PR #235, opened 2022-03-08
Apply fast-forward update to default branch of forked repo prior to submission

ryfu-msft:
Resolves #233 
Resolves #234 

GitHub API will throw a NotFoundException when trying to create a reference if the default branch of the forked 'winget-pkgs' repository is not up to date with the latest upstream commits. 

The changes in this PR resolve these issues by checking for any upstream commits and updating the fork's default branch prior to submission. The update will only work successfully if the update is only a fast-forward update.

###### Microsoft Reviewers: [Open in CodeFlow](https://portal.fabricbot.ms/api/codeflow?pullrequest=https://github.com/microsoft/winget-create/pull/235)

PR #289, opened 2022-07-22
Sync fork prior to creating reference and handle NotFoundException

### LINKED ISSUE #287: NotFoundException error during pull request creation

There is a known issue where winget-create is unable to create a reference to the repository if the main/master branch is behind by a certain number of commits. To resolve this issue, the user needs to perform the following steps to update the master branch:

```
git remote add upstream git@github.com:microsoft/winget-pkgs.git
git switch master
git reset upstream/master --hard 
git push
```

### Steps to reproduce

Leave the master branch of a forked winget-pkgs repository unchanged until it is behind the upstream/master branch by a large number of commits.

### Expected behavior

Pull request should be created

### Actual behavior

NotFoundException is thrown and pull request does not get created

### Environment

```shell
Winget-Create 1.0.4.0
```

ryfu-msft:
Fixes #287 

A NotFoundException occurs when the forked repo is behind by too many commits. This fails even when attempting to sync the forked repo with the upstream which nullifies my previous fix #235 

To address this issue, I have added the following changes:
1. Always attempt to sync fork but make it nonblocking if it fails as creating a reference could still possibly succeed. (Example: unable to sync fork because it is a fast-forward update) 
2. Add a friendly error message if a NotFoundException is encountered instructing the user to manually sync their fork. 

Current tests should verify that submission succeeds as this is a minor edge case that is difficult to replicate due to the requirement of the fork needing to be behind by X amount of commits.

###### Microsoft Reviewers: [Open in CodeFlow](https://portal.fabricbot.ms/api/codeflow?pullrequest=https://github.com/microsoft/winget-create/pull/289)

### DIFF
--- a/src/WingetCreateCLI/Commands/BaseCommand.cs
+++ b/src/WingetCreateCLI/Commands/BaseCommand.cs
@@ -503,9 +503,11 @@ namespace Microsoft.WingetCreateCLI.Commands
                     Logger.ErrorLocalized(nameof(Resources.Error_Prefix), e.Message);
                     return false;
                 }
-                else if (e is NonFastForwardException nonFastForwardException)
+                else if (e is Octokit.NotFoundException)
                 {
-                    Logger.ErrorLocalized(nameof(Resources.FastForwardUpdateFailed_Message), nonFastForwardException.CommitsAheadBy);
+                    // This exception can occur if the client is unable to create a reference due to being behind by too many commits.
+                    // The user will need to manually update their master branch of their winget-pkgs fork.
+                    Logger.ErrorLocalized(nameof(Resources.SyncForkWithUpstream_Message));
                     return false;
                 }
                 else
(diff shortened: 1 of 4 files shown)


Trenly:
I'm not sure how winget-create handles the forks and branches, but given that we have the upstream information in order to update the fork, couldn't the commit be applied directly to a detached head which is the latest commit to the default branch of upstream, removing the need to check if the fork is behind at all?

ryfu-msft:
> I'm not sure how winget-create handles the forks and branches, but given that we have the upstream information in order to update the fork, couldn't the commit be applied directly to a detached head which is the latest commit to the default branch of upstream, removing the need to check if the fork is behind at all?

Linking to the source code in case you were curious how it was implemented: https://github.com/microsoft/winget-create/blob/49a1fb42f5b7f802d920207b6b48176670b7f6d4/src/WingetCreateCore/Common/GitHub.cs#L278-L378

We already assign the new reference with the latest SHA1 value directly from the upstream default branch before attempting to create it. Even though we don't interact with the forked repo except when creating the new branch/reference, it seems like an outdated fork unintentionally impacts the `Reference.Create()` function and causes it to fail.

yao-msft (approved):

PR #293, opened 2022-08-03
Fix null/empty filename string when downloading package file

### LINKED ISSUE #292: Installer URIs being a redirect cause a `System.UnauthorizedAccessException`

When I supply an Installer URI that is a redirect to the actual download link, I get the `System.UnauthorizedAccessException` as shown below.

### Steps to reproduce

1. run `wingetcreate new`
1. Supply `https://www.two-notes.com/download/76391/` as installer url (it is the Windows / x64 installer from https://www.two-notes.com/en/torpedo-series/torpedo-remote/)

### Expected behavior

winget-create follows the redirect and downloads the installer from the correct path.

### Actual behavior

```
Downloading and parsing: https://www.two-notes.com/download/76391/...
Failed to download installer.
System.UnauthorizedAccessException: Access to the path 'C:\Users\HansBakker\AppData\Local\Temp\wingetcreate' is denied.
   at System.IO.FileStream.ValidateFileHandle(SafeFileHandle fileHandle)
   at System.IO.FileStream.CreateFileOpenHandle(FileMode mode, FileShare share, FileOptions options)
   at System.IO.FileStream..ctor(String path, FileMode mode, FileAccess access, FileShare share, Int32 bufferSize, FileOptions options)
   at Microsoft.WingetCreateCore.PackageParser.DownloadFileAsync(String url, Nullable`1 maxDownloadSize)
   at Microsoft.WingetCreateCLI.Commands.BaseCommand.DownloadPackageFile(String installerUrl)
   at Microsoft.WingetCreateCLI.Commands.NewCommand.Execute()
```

[TASK ITEM]:
Given the records above, return exactly the lines starting at the line containing "is NonFastForwardException nonFastForwardException)" and ending at the line containing "their winget-pkgs fork.", including both.

[RESULT OF THIS EXERCISE]:
-                else if (e is NonFastForwardException nonFastForwardException)
+                else if (e is Octokit.NotFoundException)
                 {
-                    Logger.ErrorLocalized(nameof(Resources.FastForwardUpdateFailed_Message), nonFastForwardException.CommitsAheadBy);
+                    // This exception can occur if the client is unable to create a reference due to being behind by too many commits.
+                    // The user will need to manually update their master branch of their winget-pkgs fork.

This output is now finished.